1. Field of the Invention
The present invention relates to a teaching apparatus for teaching data with reference to a working point to such as an industrial robot, more particularly to a teaching apparatus which is improved in safety.
2. Discussion of the Background
As a conventional zeaching method for teaching data of a working point to an industrial robot, there is a direct teaching method, as disclosed in J.P.A. Gazette 85106/1981, in which a force sensor is provide as a teaching tool in a manual operation part of the industrial robot, each driving unit for driving an industrial robot is controlled according to directives showing positional data of a tip and attitude data of a wrist of the robot which are indicated by signals generated by the force sensor at the time when an operator operates the manual operation part to lead the position of the tip and the attitude of the wrist of the robot, and thus the data (lead data) controlling each driving unit are stored in a memory.
Further, in a method disclosed in J.P.A. Gazette 71086/1983, teaching tool 221 having a built-in force sensor is attached to the tip of robot 211 as shown in FIG. 1, and force control is performed corresponding to the force or the moment which is applied to teaching tool 221, when operator 214 directly manipulates teaching tool 221, and thus the position or the speed of the robot is controlled for leading a working tool of the robot. When performing teaching, operator 214 instructs the start and termination of teaching by manipulating many switches provided in teaching tool 221.
Different from the direct teaching method as above, there is an indirect teaching method as shown in FIG. 2, in which operator 214 manipulates teaching manipulator 220 provided with manipulation switches for teaching the motion of the robot to lead robot 211.
Conventional examples shown in FIG. 1 and FIG. 2 each shows the same example in which cylindrical tube 213 is welded on a flat plate.
Among the conventional examples shown above, the method disclosed in J.P.A. Gazette 85106/1981 has a risk such that, if the operator stumbles during teaching and leads the teaching tool with excessive foe or makes the teaching tool contact the work or other obstruction, excess force is applied to a force detector and then abrupt motion of the robot is caused due to the excessive torque thus generated.

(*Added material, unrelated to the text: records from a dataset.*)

PR #303, opened 2019-06-18
Delete by Label Query/Criteria

KirilKabakchiev:
* Allow deletion by label query (delete resources by specifying matching label criteria
* Refactor query builder tests to be usable as documentation for the query by showing the exact queries built

### DIFF
--- a/storage/postgres/query_builder_test.go
+++ b/storage/postgres/query_builder_test.go
@@ -61,12 +61,12 @@ var _ = Describe("Postgres Storage Query builder", func() {
 				_, err := qb.NewQuery().List(ctx, entity)
 				Expect(err).ShouldNot(HaveOccurred())
 				Expect(executedQuery).Should(Equal(trim(`SELECT t.*,
-		visibility_labels.id "visibility_labels.id",
-		visibility_labels.key "visibility_labels.key",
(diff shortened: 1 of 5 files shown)


storage/postgres/query_builder_test.go
```diff
@@ -117,93 +192,252 @@ var _ = Describe("Postgres Storage Query builder", func() {
...
+  (SELECT *
+   FROM visibility_labels
+   WHERE visibility_id IN
+	   (SELECT visibility_id
+		FROM visibility_labels
+		WHERE (visibility_labels.key = ?
+			   AND visibility_labels.val = ?)
+		  OR (visibility_labels.key = ?
+			  AND visibility_labels.val IN (?, ?)))) visibility_labels ON t.id = visibility_labels.visibility_id
+WHERE t.id = visibilities.id;`)))
```
dpanayotov: this is strange. I couldn't find an example on `USING` the way you're using it here. The only documentation shows it is used as an alias in `JOIN` statements.

KirilKabakchiev: yeah but there is no LEFT USING (to replace LEFT JOIN) - so here im self joining first so that i can LEFT JOIN if there are not label queries

PR #1141, opened 2018-12-16
Submission

matharotheelf:


app.rb
```diff
@@ -0,0 +1,38 @@
...
+  @player = Player.instance
+  @name = @player.name
+  erb(:game)
+  end
+
+  post '/choice' do
+  @player = Player.instance
+  @player.randomchoice
+  @player.choose(params[:choice])
+  @player = Player.create(@player.name, @player.choice, @player.computer_choice)
```
joaoag: Would you consider having a separate class for Computer?

lib/player.rb
```diff
@@ -0,0 +1,49 @@
...
+
+  def choose(choice)
+    @choice = choice
+  end
+
+  def randomchoice
+    @computer_choice = ["rock", "paper", "scissors"].sample
+  end
+
+  def game_result
```
joaoag: Would you consider breaking down game_result into a series of smaller methods? This might be more adherent to SRP

lib/player.rb
```diff
@@ -0,0 +1,49 @@
...
+    if computer_choice == choice
+      "draw"
+    elsif lose1 || lose2 || lose3
+      "lose"
+    elsif win1 || win2 || win3
+      "win"
+    end
+  end
+
+  def self.create(name, choice = nil, computer_choice = nil)
```
joaoag: Nice work getting round the global variable. I sadly did not do this

spec/player_spec.rb
```diff
@@ -0,0 +1,42 @@
+require "player"
```
joaoag: Good work making feature tests going through whole process and also seperate unit testing the Player class

PR #1152, opened 2018-12-16
:(

tomlovesgithub:


lib/result.rb
```diff
@@ -0,0 +1,43 @@
...
+
+  def playerbeatscomp
+    @game_result = ['You Win']
+  end
+
+  def draw
+    @game_result
+  end
+
+end
```
jaywayawyaj: Amazing use of emoji's

lib/result.rb
```diff
@@ -0,0 +1,43 @@
...
+    elsif @weapon == '✌️' && @comp_hand == '🤚'
+      playerbeatscomp
+    elsif @weapon == '✌️' && @comp_hand == '👊'
+      compbeatsplayer
+    elsif @weapon == '🤚' && @comp_hand == '👊'
+      playerbeatscomp
+    elsif @weapon == '🤚' && @comp_hand == '✌️'
+      compbeatsplayer
+    end
+  end
```
jaywayawyaj: Could this be slimmed down? Consider using values in a hash and comparing that way - saves on the mega if/elsif space

app.rb
```diff
@@ -0,0 +1,44 @@
...
+    session[:name_colour] = params[:name_colour]
+    session[:weapon] = params[:weapon]
+    @name_colour = session[:name_colour]
+    @player_name = session[:player_name]
+    @weapon = session[:weapon]
+    @result = session[:result]
+    @result_cp = @result.comp_hand
+    erb(:winner)
+  end
+
```
jaywayawyaj: Could some of this be extracted into a player class (for instance) where you store attributes? Feels like there's a lot going on in the controller layer

lib/result.rb
jaywayawyaj: Could this class be split into more than one? It feels like it's got multiple responsibilities

lib/result.rb
```diff
@@ -0,0 +1,43 @@
...
+    elsif @weapon == '👊' && @comp_hand == '🤚'
+      compbeatsplayer
+    elsif @weapon == '✌️' && @comp_hand == '🤚'
+      playerbeatscomp
+    elsif @weapon == '✌️' && @comp_hand == '👊'
+      compbeatsplayer
+    elsif @weapon == '🤚' && @comp_hand == '👊'
+      playerbeatscomp
+    elsif @weapon == '🤚' && @comp_hand == '✌️'
+      compbeatsplayer
```
stonefarmer9: would using a simple win, lose or draw make writing your code easier later on?

lib/result.rb
stonefarmer9: This class does a lot, what is its main responsibility and how would you refactor it?

views/weapon_select.erb
```diff
@@ -0,0 +1,18 @@
...
+</center>
+
+<center>
+
+
+  <form action='/result' method='post'>
+
+    <input name='weapon' type='Submit' value='👊'>
+    <input name='weapon' type='Submit' value='🤚'>
+    <input name='weapon' type='Submit' value='✌️'>
```
stonefarmer9: really cool use of emoji that you have to show me! and love the use of the the individual buttons rather thasn type input like i Have

lib/result.rb
```diff
@@ -0,0 +1,43 @@
...
+    @comp_hand = hands_arr.sample
+    @weapon = weapon
+    @game_result = ['Draw']
+    eval
+  end
+
+  def eval
+    if @weapon == @comp_hand
+      draw
+    elsif @weapon == '👊' && @comp_hand == '✌️'
```
joaoag: sweet emojis

lib/result.rb
```diff
@@ -0,0 +1,43 @@
...
+      playerbeatscomp
+    elsif @weapon == '👊' && @comp_hand == '🤚'
+      compbeatsplayer
+    elsif @weapon == '✌️' && @comp_hand == '🤚'
```
joaoag: Because you've outlined all the playerbeatscomp scenarios and the draw scenario, the compbeatsplayer outcome could be covered by a final 'else' clause at the end. So you'd only need five 'if' statements: three for player win, one for player draw and one for player lose. Hit me up if this doesn't make sense, sorry if explained poorly

joaoag:
Also forgot to mention excellent work with the visuals. Really love the colour selection option, the emoji displays too. 💯

PR #1157, opened 2018-12-17
Wkend 3 - rps challenge

OSSahota:
Not complete - the game doesn't meet the functionality of declaring a winner.
The code also needs tidying up and refactoring in many places. The views are very basic and need to present the output in a nicer format when rendered.

### DIFF
--- a/app.rb
+++ b/app.rb
@@ -12,14 +12,22 @@ class RPS < Sinatra::Base
   post '/name' do
     # Extrating values in param hash to session hash.
     session[:player_1_name] = params[:player_1_name]
+    p params
     # Redirect to '/play' route transferring responsibility of rendering.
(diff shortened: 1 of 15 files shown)


app.rb
```diff
@@ -0,0 +1,41 @@
...
+    @computer_choice_made = Computer.new.make_random_choice
+    p @computer_choice_made
+    erb(:choice_made)
+  end
+
+  # run! starts a server.
+  # Only start a server if the file has been executed directly with __FILE__
+  # being the current file and $0 being the executed file.
+  run! if app_file == $0
+end
```
CKKH: Nice work Onkar! Could it be worth moving the player attributes to its own model class like computer?

PR #1184, opened 2019-01-27
Completed the rock, paper scissors week 3 weekend challenge with basic functionalities.

JPProgrammingTime:
**Goals** 

- I can TDD anything
- I can program fluently
- I can refactor anything
- I can debug anything
- I can model anything
- I write code that is easy to change

**Evidence**

I can TDD anything and model anything

Every time I added a completely new functionality or feature for the user stories of the project, I stuck to TDD by writing the test first. This coincided with the modelling goal as I was forced to draw out class diagrams (my favourite) and process models to first get an idea of how my web app should operate, before I could write a test. The only situations where I deviated from strict TDD was when I realised I would have to slightly modify previous functions to make my current and new core tests to pass. 

As evidence of my testing, I have unit specs for my Game, Player and Computer classes with a feature spec for the web app itself. I achieved 100% coverage but there is one particular feature test that I could not solve, which I think may have increased the quality of my tests significantly. I tried to create a feature test that would stub the computer's move (stored in an instance variable in the controller file) to scissors so that when the user chooses rock twice it would take them to the winners page. This test would effectively show that the core gameplay works. I got close but unfortunately I could not figure out how to stub the controller instance variable for a particular post route after having tried various Capybara/RSpec statements.

I can debug anything 

This being the first time I have developed a program with front-end features, most of, if not all, of the test failure statements were quite new to me. However, I found that because the structure of my tests, due to having modelled the necessary parts before writing the tests, were logically sound (at least in terms of message steps) the errors were mostly trivial and the solution could easily be found on stack overflow or without even the need to look at an external resource. 

Unfortunately, as mentioned above, I could not create a fully interactive, from sign in to end of game feature test, but I could tell that the missing factor is related to a particular controller instance variable. I used the save_and_open_page phrase to view the output page and identify what was not being controlled properly in the test.

I can program fluently,  I write code that is easy to change and I can refactor anything

This weekend I realised just how comfortable I have become, not only with Ruby, but also with program design and understanding/researching on how to use gems. Whenever I needed to specify more statements to use certain features of gems I found myself being able to read support documents much more fluently than I did before. Examples are including the Capybara::DSL module for using phrases like 'visit' for test-support classes like Web Helpers and using Sinatra keywords like set :public_folder and :view to set the paths of my public folders where most of my static files are like css stylesheets, images and audio files) and the view folder (where my html files are).

I found making modifications and refactoring much easier now, as I seem to stick to the single responsibility principle and don't repeat yourself, much more strictly than before. Some of my controller route methods need to be further refactored but due to me having assigned core game responsibilities to the Game, Player and Computer classes as such:

- The Game's responsibility was to assign a point to the winner of the round, find the winner, and also check to see if the
game should end as the player or computer has won two rounds (best of three).

- Both Player and Computer would be responsible for choose their hand: rock, paper or scissors.

- The app/controller would pass the class methods and attributes through posts and redirect to relevant pages. I made the controller responsible for starting a new game through the homepage sign in but I was unsure whether to assign this responsibility to the Game class.

Whenever I needed to make modifications, I ended up either just adding/deleting a method to a single class or add/remove a line to a method within a particular class, rather than having to restructure each component of the app every time there was a change. I also barely had to touch my controller methods with the exception of adding user story features.


Gemfile
```diff
@@ -11,4 +11,7 @@ group :test do
   gem 'rubocop', '0.56.0'
   gem 'simplecov', require: false
   gem 'simplecov-console', require: false
+  gem 'selenium-webdriver'
+  gem 'pry'
```
vaithschmitz: Why are you requiring pry and readline in your file? You should be able to use them both to interact with your app without having them in your Gemfile.

PR #1193, opened 2019-01-28
Rock Paper Scissors - week 3 challenge

dippedincode:
The challenge is to create a web-app of the game Rock Paper Scissors. The first version is a one-player against the computer. The second version is a two-player, human vs human.
A goal was to see if I could build a web-app using TDD.
The program needed to be easy to read and fulfil its requirements in an elegant way.
I gave myself another goal of making it look good with some images.


app.rb
```diff
@@ -0,0 +1,78 @@
+require 'sinatra/base'
+require 'shotgun'
+
+class RockPaperScissors < Sinatra::Base
+  enable :sessions
```
AdrienFabre: Using sessions can help to reduce the number of params.

PR #1197, opened 2019-01-28
Failing tests - completed solution

JakePEGG:


lib/computer.rb
```diff
@@ -1,7 +1,7 @@
 class Computer
 
-attr_reader :choice 
-  def initialize(choice)
+attr_reader :choice
+  def initialize
```
brookewoolley: Your test is expecting to pass an argument to computer so I think if you update your test to use doubles you should be able to get it to pass.

lib/player.rb
```diff
@@ -1,8 +1,8 @@
 class Player
-  
-attr_reader :choice
+  attr_reader :choice
+
   def initialize(choice)
-    @choice = choice.to_sym
+    @choice = choice.to_s
```
brookewoolley: Update your test to accept a string ("rock") and it should pass.

PR #1205, opened 2019-01-28
Pull Request - RPS Challenge

ebk45:
I can TDD anything:

Evidence shown through commits - they show a clear process of testing, writing passing code and refactoring. It's not a perfect process but we're getting there.


app.rb
```diff
@@ -0,0 +1,41 @@
...
+  end
+
+  get '/game' do
+    @player_name = session[:player_name]
+    erb(:game)
+  end
+
+  post '/cpu_choice' do
+    session[:player_choice] = params[:player_choice]
+    redirect '/result'
```
punchcafe: why does this redirect to a post?

lib/cpu.rb
```diff
@@ -0,0 +1,9 @@
+class CPU
+
+  attr_reader :option
+
+  def initialize
+    @option = ['🤚', '✌️', '✊'].sample
```
punchcafe: loool this is great

lib/result.rb
```diff
@@ -0,0 +1,28 @@
...
+      'You win!'
+    elsif draw?
+      "It's a draw!"
+    else
+      'You lost!'
+    end
+  end
+
+  def win?
+    @player_choice == "✊" && @cpu_choice == "✌️" ||
```
punchcafe: this is a cool way of doing it, but I'm not sure how good practice it is to have such long conditionals

spec/features/testing_infrastructure_spec.rb
```diff
@@ -0,0 +1,8 @@
+# require './app'
```
punchcafe: if you're not using it, delete it maybe

spec/units/cpu_spec.rb
```diff
@@ -0,0 +1,18 @@
+require './lib/cpu'
+
+RSpec.describe 'CPU:' do
```
punchcafe: this is interesting. I did the same thing, since it's such a basic thing. I want to know if this kind of testing state is ok.

PR #1207, opened 2019-02-23
Clare Pinder: rock, paper scissors, 1 player.

clarepins:


mmar8:
Code is easy to read. Classes and file names are well named and thought through. 
In my opinion, it would be great to commit more often.

PR #1212, opened 2019-02-24
Jules rps-challenge

Jimjule:


spec/game_spec.rb
```diff
@@ -0,0 +1,8 @@
+require "game"
+
+describe Game do
+  it 'allows the player to choose scissors' do
+    game = Game.new('Spidey')
+    game.play('Scissors')
```
simon-norman: Could be good to have an expect statement here to make it clear what you are testing. Might be good to test other scenarios - what happens eg if user selects rock and computer selects paper?

views/end.erb
```diff
@@ -0,0 +1,28 @@
...
+
+    body {
+      display: flex;
+      text-color: white;
+      flex-direction: column;
+      text-align: center;
+      align-items: center;
+      background-image: url('https://inhdw.com/wallpaper/8/skull-and-bones-pirate-battle-814.jpg');
+      background-color: #333fff;
+    }
```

Or, in case the operator is caught between the arms of the robot or between the arm and the work while he is leading a teaching tool and the robot is generating power in the direction of applying force to the operator standing therebetween, it is hard for the operator to escape from this state.
Further, even when the operator detects danger during direct teaching, he will be unable to avoid the danger because he has no means at hand to suddenly stop the motion of the robot.
Still further, when the output from the force detector varies due to a temperature drift or external force is applied to the force detector, a teaching handle is not in a fixed position and there is a danger that a robot may move contrary to the operator's intention. Also when a working tool makes contact during direct teaching operation with the work or other obstruction, there is a danger that the robot may continue to move deforming the working tool. Moreover, when the operator performs the teaching of a narrow portion of the work, the teaching handle on the working tool becomes an obstrution, thereby causing a danger that the operator's arm may be grasped by the work, and further that the robot may be locked at the time of emergency stop, and in the worst case, the operator may be held in a constrained state being unable to escape therefrom.
With the robot shown in FIG. 1, since the operator performs teaching while manipulating many switches on the teaching tool for leading the robot, the physical/mental fatigue of the operator becomes very large. Further, when one teaching tool is commonly used among a plurality of robots, it becomes necessary to lay the wiring from the teaching tool to respective robot controllers directly thereby requiring a large cost.
Also as for the robot shown in FIG. 2, since the operator leads the robot per each axis or leads in the XYZ direction on the robot coordinate system or on the tool coordinate system through manipulation switches on a teaching manipulator, it is hard to intuitively lead the position or the attitude of the robot or the tool relative to the work, and the large physical/mental fatigue of the operator as well as the prolonged teaching time are required, causing a disadvantage to the person concerned.